*** Provided data ***

PR #1004, opened 2023-08-24
Add an option to enable/disable SSDP and mDNS to save memory

vector76:
SSDP can momentarily use a considerable amount (11k at least) of heap.

This change adds an option (enabled by default, so no change to default behavior) to allow disabling of SSDP and mDNS for those who want to save memory and go by IP address only.

### DIFF
--- a/FluidNC/src/WebUI/TelnetServer.cpp
+++ b/FluidNC/src/WebUI/TelnetServer.cpp
@@ -9,14 +9,14 @@
 #ifdef ENABLE_WIFI
 
 namespace WebUI {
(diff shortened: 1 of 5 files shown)


bdring:
I think the enum should be Enable and Disabled. The setting would be renamed to make that work.

vector76:
Ok, I think this is what you mean?

MitchBradley:
We already have $Bluetooth/Enable, $Telnet/Enable, and $HTTP/Enable, with values On and Off.  The naming should be similar.  Perhaps $Sta/SSDP/Enable

bdring:
Merged....Thanks @vector76 !

PR #1018, opened 2023-09-07
Store startup log in RTC DRAM

MitchBradley:
... so it can be preserved across panic resets

With this change, $ss will show the current startup messages on a clean startup, but if FluidNC panics and reboots, $ss will show the startup messages that preceded the panic, prefaced with 
```
[MSG:ERR: Showing startup log from previous panic]
```

This patch also reduces FluidNC's RAM usage, since the startup log is no longer holding main RAM.


bdring:
I tested with a bad config and the $ss report looks good

I tested with a missing config and the report show the default config, which it what I would expect.

OK to merge.

PR #1021, opened 2023-09-10
Status outputs

bdring:
Add status (idle, run, hold, alarm) output pins.


MitchBradley:
I think we should add a report_interval_ms config item to Channel subclasses.  That would eliminate the need to send an initial message.  UartChannels on auxiliary UARTs could set it to nonzero and they would not need a TX pin, allowing one-pin status monitoring dongles.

*** End of Provided data ***

● **Your task**: Every line above that holds the string "would" should be copied out.

● **Written solution**:
I think the enum should be Enable and Disabled. The setting would be renamed to make that work.
I tested with a missing config and the report show the default config, which it what I would expect.
I think we should add a report_interval_ms config item to Channel subclasses.  That would eliminate the need to send an initial message.  UartChannels on auxiliary UARTs could set it to nonzero and they would not need a TX pin, allowing one-pin status monitoring dongles.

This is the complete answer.